PR #1542, opened 2025-04-16
Skipping the check to validate collaborator data path as aggregator might not have access to it

rahulga1:
## Summary
Skiping the check to validate collaborator data path in `fx plan initialize`

## Type of Change (Mandatory)
- Feature enhancement  

## Description (Mandatory)
When we initialize the plan, aggregator tries to verify the path of dataset which are on collaborator, in case of remote experiment, collaborator wont be on the same machine. hence it doesnt make sense to validate the path in that case.
Now, we have added input_shape, so MockDataLoader can be intialized with this shape, at the same time we have kept the provision to fall back to validating collaborator path if for some workspace its not possible to get that information. For example: gadlf.

## Testing
Locally tested.


openfl/utilities/dataloading.py
```diff
@@ -73,14 +73,19 @@ def get_dataloader(
...
-    if "seed_data" in plan.config["data_loader"]["settings"] and not os.path.isdir(
-        collaborator_data_path
-    ):
-        os.makedirs(collaborator_data_path)
-        sample_data_zip_file = plan.config["data_loader"]["settings"]["seed_data"]
-        with zipfile.ZipFile(sample_data_zip_file, "r") as zip_ref:
-            zip_ref.extractall(collaborator_data_path)
+    # Skip data path check when prefer_minimal=True and we're likely running on the aggregator
+    # This handles the plan initialization case where aggregator shouldn't check client data paths
+    is_aggregator_initialization = prefer_minimal and input_shape is not None
```
teoparvanov: I have to admit I don't understand very well this "equality":
```python
is_aggregator_initialization = prefer_minimal and input_shape is not None
```

Could you explain a bit more why this is the case? AFAIK, `--prefer_minimal` would rather be used on the collaborator side to initialize the task runner.

kminhta (changes requested):
Thanks for looking into this @rahulga1 ! 

I have some comments:

Isn't this function only called during `fx plan initialize` and `fx model save` ? 

I think using the `collaborator_x` naming convention here is a potential source of confusion, and I also think there is opportunity to clean up the logic.

The intended logic (from what I understand) is that a model owner should be able to initialize the model either by:
1. providing the input shape via `--input_shape`
2. providing the input shape via `data_loader.settings.input_shape` in `plan.yaml`
3. providing seed data 

Option 3 is where things get tricky because it expects `data.yaml` to be populated with a name and data path already. The expectation is either:
1. the model owner provides seed data as a zip file and the specified data path doesn't exist so the code will create the data path and extract the zip file into it and then load this
2. the model owner does not provide a seed path and instead the data path already exists and is populated with the data, so the plan initialize step will load this directly

I see a few issues here:
1. there is an unaccounted for condition where the model owner provides a zip file but the data path already exists. The code should still unzip that file into that path, but it doesn't seem like it will
2. user experience: the data path for this should not be through `data.yaml`, IMO `data/yaml` should be specific to the collaborators or else it will cause this type of confusion. It should be fully contained either in the aggregator configurations or the dataloader configurations. In other words, the concept of the seed data and all the configurations regarding where to find it, extract/save it to, load it from, etc. should be found in the same place.
3. readability: as you called out, this is not intended for the model owner node to pull data from the collaborator node, so having it read `collaborator_x` is confusing (in simulation, we are able to use a collaborator dataloader to initialize the model since it downloads the data on the fly, but this feels more like an exception than an expectation)

Let me know what you think

rahulga1:
> 2\. the data path for this should not be through `data.yaml`, IMO `data/yaml` should be specific to the collaborators or else it will cause this type of confusion. It should be fully contained either in the aggregator configurations or the dataloader configurations. In other words, the concept of the seed data and all the configurations regarding where to find it, extract/save it to, load it from, etc. should be found in the same place.

Thanks @kta-intel for your input. I agree on most of your inputs. So, I have modified the code to have more clarity on what each data-loader is for. Also took care of seed data being used primarily. 

Although I am not sure about data.yaml segregation, may be we can bring it up incrementally, as we go through it.  Let me know what do you think of latest changes.

P.S. I am yet to test my changes, but wanted to give a glimpse what I am thinking of :)

openfl/utilities/dataloading.py
rahulga1: Hey Teo, going through the code, My assumption is when collaborator uses this method they set prefer_minimal as False, while when it is getting called from `fx plan initialize`, it is being set to True, hence I used this existing assumption instead of defining a new variable.

openfl/utilities/dataloading.py
```diff
@@ -41,47 +38,91 @@ def get_dataloader(
...
 
+            # Always extract seed data when it's provided
+            # This ensures fresh data even if the directory already exists
+            with zipfile.ZipFile(seed_data_zip, "r") as zip_ref:
+                zip_ref.extractall(data_path)
+        else:
+            # Warn if seed data was specified but file doesn't exist
+            import logging
+
+            logging.getLogger(__name__).warning(
```
MasterSkepticista: Could you please make these declarations on top?

openfl/utilities/dataloading.py
```diff
@@ -41,47 +38,91 @@ def get_dataloader(
...
-        with zipfile.ZipFile(sample_data_zip_file, "r") as zip_ref:
-            zip_ref.extractall(collaborator_data_path)
+    # Handle seed data if provided in the plan
+    if "seed_data" in plan.config["data_loader"]["settings"]:
+        seed_data_zip = plan.config["data_loader"]["settings"]["seed_data"]
 
-    data_loader = plan.get_data_loader(collaborator_name)
+        # Extract seed data if the zip file exists
+        if os.path.isfile(seed_data_zip):
+            # Create the data directory if it doesn't exist
```
MasterSkepticista: General/overall: we can remove self-explanatory comments

MasterSkepticista (changes requested):

openfl/utilities/dataloading.py
rahulga1: Done

openfl/utilities/dataloading.py
rahulga1: Reduced self-explanatory comments

openfl/utilities/dataloading.py
```diff
@@ -41,47 +40,86 @@ def get_dataloader(
...
-        sample_data_zip_file = plan.config["data_loader"]["settings"]["seed_data"]
-        with zipfile.ZipFile(sample_data_zip_file, "r") as zip_ref:
-            zip_ref.extractall(collaborator_data_path)
+    # Handle seed data if provided in the plan
+    if "seed_data" in plan.config["data_loader"]["settings"]:
+        seed_data_zip = plan.config["data_loader"]["settings"]["seed_data"]
 
-    data_loader = plan.get_data_loader(collaborator_name)
+        if os.path.isfile(seed_data_zip):
+            os.makedirs(data_path, exist_ok=True)
```
ishaileshpant, line 114: It would be good to check the error flow - permissions issues etc while creating the dir

openfl/utilities/dataloading.py
```diff
@@ -41,47 +40,86 @@ def get_dataloader(
...
+
+            # Always extract seed data when it's provided
+            # This ensures fresh data even if the directory already exists
+            with zipfile.ZipFile(seed_data_zip, "r") as zip_ref:
```
ishaileshpant, line 118: similar as above we should consider adding a check for valid zip file before attempting extraction

ishaileshpant:
```suggestion
            # Check for corruption
            corrupt_file = zip_ref.testzip()
            if corrupt_file:
                logger.error(f"Corrupt file found in zip: {corrupt_file}")
                return False
           ... follow through the extraction flow
```

rahulga1: But with current way of implementation, it will throw the exception if file is corrupted and `fx plan initialize` command will fail. As this is first step of the process, we are failing fast. IMO, that should be ok, what do you think?

openfl/utilities/dataloading.py
rahulga1: This part is happening on collaborator node where the assumption is, we have single user with all the required permission, all the relevant port open.

rahulga1:
@teoparvanov @kta-intel @MasterSkepticista will appreciate your further inputs on this PR, if any.

psfoley (commented):
@rahulga1 thanks for the contribution and the refactor! Changes generally look good at this point for what this PR is trying to solve (I do agree with @kta-intel that there's opportunity for larger cleanup, but we can take that piecewise). I would just request some unit tests to verify the functionality in `_get_minimal_dataloader` and `_get_collaborator_dataloader` and after that I think this is good to merge.

payalcha:
In my understanding these changes are not needed. Instead 
1. Removing entries in data.yaml.
2. updating plan.yaml "dataloader" "settings" "input_shape" to some default value.
This change will not impact any downstream like openfl-security as all of it is done in workspace.
Later when we make sure no downstream is getting impacted or all downstream workspace is align, we can throw error in case input_shape is not provided.

rahulga1:
> In my understanding these changes are not needed. Instead
> 
> 1. Removing entries in data.yaml.
> 2. updating plan.yaml "dataloader" "settings" "input_shape" to some default value.
>    This change will not impact any downstream like openfl-security as all of it is done in workspace.
>    Later when we make sure no downstream is getting impacted or all downstream workspace is align, we can throw error in case input_shape is not provided.

@psfoley can we remove the backward compatibility and make input-shape mandatory to be passed while running `fx plan initialize`? That will cleanly seperate aggregator dataloader initialization from collaborator.

psfoley:
> > In my understanding these changes are not needed. Instead
> > 
> > 1. Removing entries in data.yaml.
> > 2. updating plan.yaml "dataloader" "settings" "input_shape" to some default value.
> >    This change will not impact any downstream like openfl-security as all of it is done in workspace.
> >    Later when we make sure no downstream is getting impacted or all downstream workspace is align, we can throw error in case input_shape is not provided.
> 
> @psfoley can we remove the backward compatibility and make input-shape mandatory to be passed while running `fx plan initialize`? That will cleanly seperate aggregator dataloader initialization from collaborator.

`input_shape` is not always needed - so it should not be a mandatory command line parameter to pass with `fx plan initialize`. But I like @payalcha's idea of having a placeholder `input_shape` default plan value that can be pulled in for every workspace. This would result in always being able to rely on the `MockDataLoader` when creating the initial model weights. I agree this would lead to a cleaner separation. Let's talk through this further offline.

openfl-workspace/torch/mnist/plan/plan.yaml
theakshaypant, line 1: With these changes, you reckon we need to modify the [README](https://github.com/securefederatedai/openfl/blob/develop/openfl-workspace/torch/mnist/README.md#how-to-run-this-tutorial-local-simulation) for this experiment?

openfl-workspace/flower-app-pytorch/plan/plan.yaml
```diff
@@ -33,6 +33,7 @@ data_loader :
   template : src.loader.FlowerDataLoader
   settings :
     collaborator_count : 2
+        input_shape: [3, 224, 224]
```
noopurintel: Indentation issue.. should be under `settings` directly

rahulga1: removed this plan.yaml

rahulga1:
> > > In my understanding these changes are not needed. Instead
> > > 
> > > 1. Removing entries in data.yaml.
> > > 2. updating plan.yaml "dataloader" "settings" "input_shape" to some default value.
> > >    This change will not impact any downstream like openfl-security as all of it is done in workspace.
> > >    Later when we make sure no downstream is getting impacted or all downstream workspace is align, we can throw error in case input_shape is not provided.
> > 
> > 
> > @psfoley can we remove the backward compatibility and make input-shape mandatory to be passed while running `fx plan initialize`? That will cleanly seperate aggregator dataloader initialization from collaborator.
> 
> `input_shape` is not always needed - so it should not be a mandatory command line parameter to pass with `fx plan initialize`. But I like @payalcha's idea of having a placeholder `input_shape` default plan value that can be pulled in for every workspace. This would result in always being able to rely on the `MockDataLoader` when creating the initial model weights. I agree this would lead to a cleaner separation. Let's talk through this further offline.

@psfoley @payalcha I now defined input_shape in some of the workspace plan so dataloader can leverage this to create the MockDataLoader for initialization purpose. But at the same time, it cant be done for the all the workspaces without bringing additional changes for each workspace, for example: Gandlf, as it expects train_csv and test_csv. 
This way, maintaining these specific values wrt to each workspace in MockDataLoader will become cumbersome. 
Let me know your opinion.

MasterSkepticista:
I'll try to summarize details from offline discussions and this thread.

There are two entities:
* Aggregator: This only needs `input_shape` during fresh initialization, not when pretrained models are a starting point - we agree on this.
* Collaborator: This needs `input_shape` all the time - because input shape determines the construction of a data augmentation pipeline. In simple words, collaborator uses `input_shape` to transform raw samples from disk to a particular tensor of given shape that gets fed to the model(s).

That said, `input_shape` is an attribute of the `Dataset` class (or equivalently `DataLoader` class in OpenFL). We need a static location where `input_shape` can be defined, I do not think the `plan` is the right place for it for the same reason - it is a dataset property.

**Suggested approach:**
Dataset or Dataloader class which is **part** of the workspace package, must declare attributes like `input_shape`, `num_classes`, `sequence_length` etc. as part of its own specification. In code, this may look roughly like:

```python
class HistologyDataset:
  ...
  def get_input_shape(self):
    return [None, 3, 150, 150]

  def get_num_classes(self):
    return 8
```

**Benefits of doing this**
This is standard practice in TFDS. Here is an [example (check the `_info` method)](https://github.com/tensorflow/datasets/blob/master/tensorflow_datasets/image_classification/cifar.py). However, let's consider practical/immediate benefits:
* Dataset remains standalone. When instantiating datasets for debugging, one need not parse the plan.
* **`MockDataloader` is no longer necessary** even for aggregator who does not have access to the data.
* Data scientists can migrate their dataloaders to OpenFL without touching the plan.

**What needs to change to support this?**
* Dataloaders in OpenFL use an initialization constructor. This means when instantiated on the aggregator, dataset must be available or downloaded. We need a separate `ds.download_and_prepare(...)` method which does that on explicit call. This allows aggregator to instantiate a "template" dataset without any real data.
* All attribute methods are already part of dataloader, but they are never overriden. We migrate the responsibility of defining the attributes explicitly within each workspace. This has the added benefit of being cognitively easy on the user - they know what happens where.

rahulga1:
will create a separate PR.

TASK DETAILS:
Search the entries above for the string "inputs", and report each line where it occurs.

ANSWER SPACE:
Thanks @kta-intel for your input. I agree on most of your inputs. So, I have modified the code to have more clarity on what each data-loader is for. Also took care of seed data being used primarily. 
@teoparvanov @kta-intel @MasterSkepticista will appreciate your further inputs on this PR, if any.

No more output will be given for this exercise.